Question

How to resolve NAs when annotating a diff gene list with org.Hs.eg.db terms?

1

Entering edit mode

anthony.nash ▴ 20

@anthonynash-14843

Last seen 4.6 years ago

University of Oxford

I'm having issues resolving NAs whilst trying to annotate a list of diff genes with entrez IDs using ensembl IDs. I would be surprised if this hadn't been asked before, but finding answers and suggestions is half of the battle if you're not quite sure what to look for. Main questions in bold.

I've followed the RNA seq DESeq2 Bioconductor tutorial/outlined steps. The reference transcriptome is Homo_sapiens.GRCh38.v100 - I combined both coding and non-coding. I have list of diff genes for several compound-treatment experiments. I need entrez IDs for a chemistry process downstream from here, so I ran what you would expect:

library("AnnotationDbi")
library("org.Hs.org.db")
resAmi$entrez <- mapIds(org.Hs.eg.db,
                     keys=ens.str,
                     column="ENTREZID",
                     keytype="ENSEMBL",
                     multiVals="first")

A good proportion of each diff genes are given an entrez ID of NA. Firstly, why are there NAs? Something to do with ensembl dropping gene mappings after a particular version of their DB? A random comment I found on Biostars!

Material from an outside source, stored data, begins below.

PR #28, opened 2017-06-16
Fixing Windows Support

weaverryan:
In a few places, we rely (relied) on doing some "string replace" on paths. Obviously, that doesn't play well with the windows `\` directory separators. This fixes the few places that rely on this and includes tests that exposed those failures on AppVeyor.

### DIFF
--- a/lib/config/path-util.js
+++ b/lib/config/path-util.js
@@ -87,7 +87,7 @@ module.exports = {
 
         let outputPath = webpackConfig.outputPath;
         // for comparison purposes, change \ to / on Windows
-        outputPath = outputPath.split('\\').join('/');
+        outputPath = outputPath.replace(/\\/g, '/');
 
         // remove trailing slash on each
         outputPath = outputPath.replace(/\/$/, '');
--- a/lib/config/path-util.js
+++ b/lib/config/path-util.js
@@ -1,0 +1,110 @@
+/*
+ * This file is part of the Symfony package.
+ *
+ * (c) Fabien Potencier <fabien@symfony.com>
+ *
+ * For the full copyright and license information, please view the LICENSE
+ * file that was distributed with this source code.
+ */
+
+'use strict';
+
+const path = require('path');
+
+module.exports = {
+    /**
+     * Determines the "contentBase" used for the devServer.
+     *
+     * @param {WebpackConfig} webpackConfig
+     * @return {String}
+     */
+    getContentBase(webpackConfig) {
+        // strip trailing slash (for Unix or Windows)
+        const outputPath = webpackConfig.outputPath.replace(/\/$/,'').replace(/\\$/, '');
+        // use the manifestKeyPrefix if available
+        const publicPath = webpackConfig.manifestKeyPrefix ? webpackConfig.manifestKeyPrefix.replace(/\/$/,'') : webpackConfig.publicPath.replace(/\/$/,'');
+
+        /*
+         * We use the intersection of the publicPath (or manifestKeyPrefix) and outputPath
+         * to determine the "document root" of the web server. For example:
+         *   * outputPath = /var/www/public/build
+         *   * publicPath = /build/
+         *      => contentBase should be /var/www/public
+         */
+
+        // start with outputPath, then join publicPath with it, see if it equals outputPath
+        // in loop, do dirname on outputPath and repeat
+        // eventually, you (may) get to the right path
+        let contentBase = outputPath;
+        while (path.dirname(contentBase) !== contentBase) {
+            contentBase = path.dirname(contentBase);
+
+            if (path.join(contentBase, publicPath) === outputPath) {
+                return contentBase;
+            }
+        }
+
+        throw new Error(`Unable to determine contentBase option for webpack's devServer configuration. The publicPath (${webpackConfig.publicPath}) string does not exist in the outputPath (${webpackConfig.outputPath}), and so the "document root" cannot be determined.`);
+    },
+
+    /**
+     * Returns the output path, but as a relative string (e.g. web/build)
+     *
+     * @param {WebpackConfig} webpackConfig
+     * @return {String}
+     */
+    getRelativeOutputPath(webpackConfig) {
+        return webpackConfig.outputPath.replace(webpackConfig.getContext() + '/', '');
+    },
+
+    /**
+     * If the manifestKeyPrefix is not set, this uses the publicPath to generate it.
+     *
+     * Most importantly, this runs some sanity checks to make sure that it's
+     * ok to use the publicPath as the manifestKeyPrefix.
+     *
+     * @param {WebpackConfig} webpackConfig
+     * @return {String}
+     */
+    generateManifestKeyPrefix(webpackConfig) {
+        if (webpackConfig.publicPath.includes('://')) {
+            /*
+             * If publicPath is absolute, you probably don't want your manifests.json
+             * keys to be prefixed with the CDN URL. Instead, we force you to
+             * choose your manifestKeyPrefix.
+             */
+
+            throw new Error('Cannot determine how to prefix the keys in manifest.json. Call Encore.setManifestKeyPrefix() to choose what path (e.g. build/) to use when building your manifest keys. This is happening because you passed an absolute URL to setPublicPath().');
+        }
+
+        let outputPath = webpackConfig.outputPath;
+        // for comparison purposes, change \ to / on Windows
+        outputPath = outputPath.split('\\').join('/');
+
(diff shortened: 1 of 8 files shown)


lib/config/path-util.js
```diff
@@ -0,0 +1,37 @@
...
+         * to determine the "document root" of the web server. For example:
+         *   * outputPath = /var/www/public/build
+         *   * publicPath = /build/
+         *      => contentBase should be /var/www/public
+         */
+
+        // start with outputPath, then join publicPath with it, see if it equals outputPath
+        // in loop, do dirname on outputPath and repeat
+        // eventually, you (may) get to the right path
+        var contentBase = outputPath;
```
stof: should be `let` rather than `var`

weaverryan:
Tests are green 🎆 - this is ready :)

lib/config/path-util.js
```diff
@@ -0,0 +1,110 @@
...
+        // strip trailing slash (for Unix or Windows)
+        const outputPath = webpackConfig.outputPath.replace(/\/$/,'').replace(/\\$/, '');
+        // use the manifestKeyPrefix if available
+        const publicPath = webpackConfig.manifestKeyPrefix ? webpackConfig.manifestKeyPrefix.replace(/\/$/,'') : webpackConfig.publicPath.replace(/\/$/,'');
+
+        /*
+         * We use the intersection of the publicPath (or manifestKeyPrefix) and outputPath
+         * to determine the "document root" of the web server. For example:
+         *   * outputPath = /var/www/public/build
+         *   * publicPath = /build/
```
stof: what if publicPath is `/subdir/build/` ? AFAIK `path.join(contentBase, publicPath) === outputPath` will never be true, as `outputPath` will use `\` everywhere, while `path.join(contentBase, publicPath)` will have some `/`

lib/config/path-util.js
```diff
@@ -0,0 +1,110 @@
...
+             * keys to be prefixed with the CDN URL. Instead, we force you to
+             * choose your manifestKeyPrefix.
+             */
+
+            throw new Error('Cannot determine how to prefix the keys in manifest.json. Call Encore.setManifestKeyPrefix() to choose what path (e.g. build/) to use when building your manifest keys. This is happening because you passed an absolute URL to setPublicPath().');
+        }
+
+        let outputPath = webpackConfig.outputPath;
+        // for comparison purposes, change \ to / on Windows
+        outputPath = outputPath.split('\\').join('/');
```
stof: is splti+join faster than `.replace(/\\/g, '/')` ?

lib/webpack/webpack-manifest-plugin.js
```diff
@@ -45,6 +45,13 @@ ManifestPlugin.prototype.apply = function(compiler) {
           path.dirname(file),
           path.basename(module.userRequest)
       );
+      /* *** MODIFICATION START *** */
+        // for Windows, we want the keys to use /, not \
+        // (and path.join will obviously use \ in Windows)
+        if (process.platform === 'win32') {
+            moduleAssets[file] = moduleAssets[file].split('\\').join('/');
+        }
+      /* *** MODIFICATION END *** */
```
stof: Can this be contributed upstream too ?

test/config/path-util.js
```diff
@@ -0,0 +1,155 @@
...
+    return new WebpackConfig(runtimeConfig);
+}
+
+/**
+ * Some tests are very specific to different operating systems.
+ * We use this to only run them when needed.
+ *
+ * @returns {boolean}
+ */
+function isWindows() {
```
stof: this could be a const rather than a function, as the value being returned will always be the same:

```js
const isWindows = process.platform === 'win32'

// ...

        if (isWindows) {
            this.skip();
        }
```

test/config/path-util.js
```diff
@@ -0,0 +1,155 @@
...
+            config.setPublicPath('/build/');
+            config.addEntry('main', './main');
+
+            const actualContentBase = pathUtil.getContentBase(config);
+            expect(actualContentBase).to.equal('C:\\projects\\webpack-encore\\public');
+        });
+    });
+
+    describe('generateManifestKeyPrefix', () => {
+        it('manifestKeyPrefix is correctly not required on windows', () => {
```
stof: shouldn't this be skipped on Unix ?

test/config/path-util.js
```diff
@@ -0,0 +1,155 @@
...
+            const config = createConfig();
+            config.outputPath = 'C:\\projects\\webpack-encore\\web\\build';
+            config.setPublicPath('/build/');
+            config.addEntry('main', './main');
+
+            const actualPrefix = pathUtil.generateManifestKeyPrefix(config);
+            expect(actualPrefix).to.equal('build/');
+        });
+
+        it('with absolute publicPath, manifestKeyPrefix must be set', () => {
```
stof: shouldn't this be skipped on windows ?

test/config/path-util.js
```diff
@@ -0,0 +1,155 @@
...
+            config.setPublicPath('https://cdn.example.com');
+
+            expect(() => {
+                pathUtil.generateManifestKeyPrefix(config);
+            }).to.throw('Cannot determine how to prefix the keys in manifest.json. Call Encore.setManifestKeyPrefix() to choose what path (e.g. build/) to use');
+        });
+
+        it('when outputPath and publicPath are incompatible, manifestKeyPrefix must be set', () => {
+            const config = createConfig();
+            config.outputPath = '/tmp/public/build';
```
stof: We need to have a windows test for that too (or just change the output path here depending on the OS instead of duplicating everything)

lib/config/path-util.js
weaverryan: replace only replaces the *first* occurrence :/

lib/config/path-util.js
weaverryan: You're correct. But, if the user has a `publicPath` that is not a sub-string of the `outputPath`, they will already have received an error forcing them to set `manifestKeyPrefix` (you do not need to set this manually... until you deploy under a subdirectory or set publicPath to a CDN). So, this situation won't happen. I've just pushed a commit to hopefully clarify this - it's a bit complex since different parts of the system are working together. It *is* possible that the user will set a `manifestKeyPrefix` that is not a substring of the `outputPath`, and then they would see this error (because this is not allowed)

test/config/path-util.js
weaverryan: +1

test/config/path-util.js
weaverryan: Good idea to alternate the path based on OS - doing that!

test/config/path-util.js
weaverryan: Actually, based on your other suggestion - I've removed all of the skips and just add a bit of `isWindows` logic in each function to change the paths based on OS. This means all tests will run on both OS's - best of both worlds (and less duplication as you mentioned)

lib/config/path-util.js
stof: no, when using a regex, it depends whether you pass a regex matching the first place or all of them (think `preg_match` vs `preg_match_all` in PHP). I added the `g` modifier on my regex.

test/config/path-util.js
```diff
@@ -0,0 +1,118 @@
...
+    runtimeConfig.babelRcFileExists = false;
+
+    return new WebpackConfig(runtimeConfig);
+}
+
+/**
+ * Some tests are very specific to different operating systems.
+ * We use this to only run them when needed.
+ *
+ * @returns {boolean}
```
stof: `@returns` is wrong for a constant

lib/config/path-util.js
weaverryan: You're right! I was mixing this up with the non-regex behavior or replace, which only replaces the first. I'll update these to regex (it's less "weird" than this)

stof: I still suggest doing a benchmark (especially before contributing to webpack-manifest-plugin

lib/webpack/webpack-manifest-plugin.js
```diff
@@ -45,6 +45,13 @@ ManifestPlugin.prototype.apply = function(compiler) {
           path.dirname(file),
           path.basename(module.userRequest)
       );
+      /* *** MODIFICATION START *** */
+        // for Windows, we want the keys to use /, not \
+        // (and path.join will obviously use \ in Windows)
+        if (process.platform === 'win32') {
+            moduleAssets[file] = moduleAssets[file].replace(/\\/g).join('/');
```
stof: this is broken. proper code is `.replace(/\\/g, '/')`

Secondly, I decided to try and annotate with EnsDb.Hsapiens.v86; a complete stab in the dark in an effort to understand more. This resolved some of the NAs but many of the entrez values I once had with org.Hs.eg.db are now different. In fact, I can see how two ensembl ID entries share the same entrez ID depending on the annotation DB. Which annotation DB is appropriate?

Here's just a snippet of what I'm seeing (sorry about the formatting, the two entrez IDs in question are in bold):

Symbol | Entrez | Entrez_ens | txbiotype | LFC

NA | NA | 2920 | protein_coding | -26.4976570057622

TAS2R3 | 50831 | 1417 | protein_coding | -16.5810022683443

NA | NA | 50831 | protein_coding | 17.5184870830614

NA | NA | 102724652 | protein_coding | 14.3289350041311

ARHGAP11B | 89839 | NA | processed_pseudogene | -16.7365692557264

The two entrez columns came from the sources: Entrez = org.Hs.eg.db. Entrez_ens = EnsDb.Hsapiens.v86.

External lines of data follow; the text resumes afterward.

PR #34, opened 2017-06-19
Add vue loader

julienj:
This PR is a patch to provide a vue.js support

before : 
`
    .addLoader({
        test: /\.vue$/,
        loader: 'vue-loader'
    })
`

After
`
     .enableVueLoader()
`

### DIFF
--- a/lib/WebpackConfig.js
+++ b/lib/WebpackConfig.js
@@ -44,6 +44,8 @@ class WebpackConfig {
             resolve_url_loader: true
         };
         this.useLessLoader = false;
+        this.useVueLoader = false;
+        this.vueOptions = {};
         this.cleanupOutput = false;
         this.sharedCommonsEntryName = null;
         this.providedVariables = {};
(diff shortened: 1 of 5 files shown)


weaverryan:
Thanks @julienj! But this needs a bit more work so that the styles can be extracted. I'm making that easier in #22. Would you mind if I used this PR as a starting point and finished the loader?

lib/WebpackConfig.js
```diff
@@ -222,6 +224,11 @@ class WebpackConfig {
         this.useReact = true;
     }
 
+    enableVueLoader(options) {
+        this.useVueLoader = true;
+        this.vueOptions = options;
+    }
```
weaverryan: Can you change `options` to be a callback, like we do with `configureBabel()`? The reason is that we *will* (in order to extract styles) add a bunch of options to the loader automatically. If the user wants to add even *more* options, we'll want them to do that in callback (we'll pass them our options, then they can change/add them).

julienj:
Thank you.
No problem to continue on your side

PR #41, opened 2017-06-20
Forcing babel-loader 7.1 and updating resolve-rc for new argument

weaverryan:
In babel-loader 7.1, they added a new argument to `resolve-rc`. This updates Encore to require 7.1 and pass in that new argument.

Of course, the underlying problem is that we're relying on an internal function - so it's entirely valid for them to break BC. We should obviously minimize doing this, but I still think it's a good idea: I don't want to try to re-implement their logic. For example, there are now 2 new places where you can store the Babel configuration... and by using `resolve-rc`, we're now checking for those automatically.

### DIFF
--- a/lib/WebpackConfig.js
+++ b/lib/WebpackConfig.js
@@ -176,7 +176,7 @@ class WebpackConfig {
         }
 
         if (this.doesBabelRcFileExist()) {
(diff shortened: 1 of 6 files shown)


weaverryan:
Tests are passing now - the appveyor failures will be fixed via #28

robfrawley:
This change makes using `babel-loader` v7.0 *incompatible* with Encore. There *must* be a changelog that conveys when breaking changes are introduced with use of dependencies!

As much information you can spare is greatly appreciated.

annotation rna • 3.3k views

ADD COMMENT • link updated 4.5 years ago by James W. MacDonald 68k • written 4.5 years ago by anthony.nash ▴ 20

score 3 · Accepted Answer · 2020-10-14

The reason there are NA values is because there isn't a NCBI Gene ID that corresponds to a given Ensembl Gene ID. There can be any number of reasons for that, but the root cause is that you have two different annotation services that are trying to define what is and isn't a gene, and where the genes reside. They do that in two different ways; if I were to generalize I would say that NCBI takes a bottoms-up approach where they first gathered information about genes and transcripts and then tried to localize them on the genome, and EBI/EMBL takes a top-down approach where they take the genome, and what they know of genes/transcripts to infer where the genes reside.

Because of the different approaches, there can be irreconcilable differences, in which case either service will say that there isn't a corresponding gene/transcript defined by the other. It's all boring and technical, which is why I recommend that people try to refrain from mapping IDs. You will lose genes, and the time and effort required to regain them isn't worth the effort.

Here's an example for NATP. Ensembl and NCBI. Same HGNC symbol, same chromosome, really similar location, but both services say it doesn't exist in the other. Why? Who knows? Do you really want to figure that out?

If you need NCBI Gene IDs, then use NCBI gene definitions when aligning/counting reads. If you need Ensembl, do the opposite.